Stored items:
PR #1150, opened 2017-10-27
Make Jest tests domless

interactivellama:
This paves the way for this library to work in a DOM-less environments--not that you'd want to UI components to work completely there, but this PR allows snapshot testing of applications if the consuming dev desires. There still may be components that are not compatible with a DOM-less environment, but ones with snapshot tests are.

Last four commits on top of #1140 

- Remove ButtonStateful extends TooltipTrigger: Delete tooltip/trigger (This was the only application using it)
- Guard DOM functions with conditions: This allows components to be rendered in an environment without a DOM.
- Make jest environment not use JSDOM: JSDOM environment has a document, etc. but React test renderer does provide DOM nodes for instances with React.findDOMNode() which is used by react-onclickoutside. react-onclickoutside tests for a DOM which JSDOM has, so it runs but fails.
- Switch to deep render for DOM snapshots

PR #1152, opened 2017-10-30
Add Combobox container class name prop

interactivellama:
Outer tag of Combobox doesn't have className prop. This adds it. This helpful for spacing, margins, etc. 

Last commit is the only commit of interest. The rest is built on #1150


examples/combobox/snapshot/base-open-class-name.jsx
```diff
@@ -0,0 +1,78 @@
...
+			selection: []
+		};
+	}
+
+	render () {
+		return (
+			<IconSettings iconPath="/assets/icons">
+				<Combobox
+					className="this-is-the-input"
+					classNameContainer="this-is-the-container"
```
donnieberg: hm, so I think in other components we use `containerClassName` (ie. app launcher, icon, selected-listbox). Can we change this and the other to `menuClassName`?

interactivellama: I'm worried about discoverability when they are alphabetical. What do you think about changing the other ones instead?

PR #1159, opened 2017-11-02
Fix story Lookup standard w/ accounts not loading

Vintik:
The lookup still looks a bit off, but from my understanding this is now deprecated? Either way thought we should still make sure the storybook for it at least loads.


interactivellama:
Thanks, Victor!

==

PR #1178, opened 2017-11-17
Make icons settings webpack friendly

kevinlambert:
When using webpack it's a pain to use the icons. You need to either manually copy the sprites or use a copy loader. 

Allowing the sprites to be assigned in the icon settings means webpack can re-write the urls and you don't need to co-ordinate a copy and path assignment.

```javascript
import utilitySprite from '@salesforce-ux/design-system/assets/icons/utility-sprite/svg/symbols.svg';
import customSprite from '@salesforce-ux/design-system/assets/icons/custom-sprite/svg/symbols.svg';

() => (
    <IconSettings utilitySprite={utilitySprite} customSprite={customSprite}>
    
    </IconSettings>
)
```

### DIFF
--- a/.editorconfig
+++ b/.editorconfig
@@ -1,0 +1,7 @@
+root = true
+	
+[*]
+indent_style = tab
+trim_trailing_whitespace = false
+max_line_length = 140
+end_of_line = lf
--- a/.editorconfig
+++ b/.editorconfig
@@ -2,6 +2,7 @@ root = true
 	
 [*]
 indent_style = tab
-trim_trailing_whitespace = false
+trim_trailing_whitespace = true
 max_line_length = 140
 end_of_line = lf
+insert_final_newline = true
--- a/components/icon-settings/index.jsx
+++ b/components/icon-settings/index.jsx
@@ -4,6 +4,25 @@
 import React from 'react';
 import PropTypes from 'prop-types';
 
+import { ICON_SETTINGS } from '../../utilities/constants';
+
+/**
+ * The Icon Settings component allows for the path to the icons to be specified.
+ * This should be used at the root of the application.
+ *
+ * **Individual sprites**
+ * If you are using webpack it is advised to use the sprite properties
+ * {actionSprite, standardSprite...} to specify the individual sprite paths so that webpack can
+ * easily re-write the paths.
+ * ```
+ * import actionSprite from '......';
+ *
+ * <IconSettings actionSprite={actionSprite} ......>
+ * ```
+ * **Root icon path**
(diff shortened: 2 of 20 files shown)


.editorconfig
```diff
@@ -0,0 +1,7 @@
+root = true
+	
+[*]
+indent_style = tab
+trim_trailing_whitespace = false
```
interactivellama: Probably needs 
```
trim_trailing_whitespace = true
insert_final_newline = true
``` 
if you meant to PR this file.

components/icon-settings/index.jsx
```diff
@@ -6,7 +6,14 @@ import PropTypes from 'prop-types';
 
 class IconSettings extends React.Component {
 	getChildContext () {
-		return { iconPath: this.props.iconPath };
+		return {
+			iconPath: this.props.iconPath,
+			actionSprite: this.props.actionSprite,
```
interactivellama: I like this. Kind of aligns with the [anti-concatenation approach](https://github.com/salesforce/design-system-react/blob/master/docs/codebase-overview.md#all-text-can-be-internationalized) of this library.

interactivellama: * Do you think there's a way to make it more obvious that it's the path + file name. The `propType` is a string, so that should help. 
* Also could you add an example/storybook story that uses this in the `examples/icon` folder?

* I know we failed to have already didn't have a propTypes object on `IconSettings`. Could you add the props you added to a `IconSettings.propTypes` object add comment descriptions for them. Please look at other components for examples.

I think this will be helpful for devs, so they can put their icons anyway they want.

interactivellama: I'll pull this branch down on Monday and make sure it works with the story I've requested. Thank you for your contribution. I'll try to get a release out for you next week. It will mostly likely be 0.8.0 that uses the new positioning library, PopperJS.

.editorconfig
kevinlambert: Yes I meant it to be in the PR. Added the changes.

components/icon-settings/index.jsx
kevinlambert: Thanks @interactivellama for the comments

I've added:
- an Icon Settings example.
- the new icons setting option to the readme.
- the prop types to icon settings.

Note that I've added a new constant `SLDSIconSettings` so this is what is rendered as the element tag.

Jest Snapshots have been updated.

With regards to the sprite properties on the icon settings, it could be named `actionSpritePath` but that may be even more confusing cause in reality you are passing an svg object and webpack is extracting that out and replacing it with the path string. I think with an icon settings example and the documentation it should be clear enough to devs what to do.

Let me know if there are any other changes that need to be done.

(Work request) Above are the entries. Quote exactly the lines from the one bearing "Note that I've" through the one bearing "Jest Snapshots have been updated.".

(Expected answer)
Note that I've added a new constant `SLDSIconSettings` so this is what is rendered as the element tag.

Jest Snapshots have been updated.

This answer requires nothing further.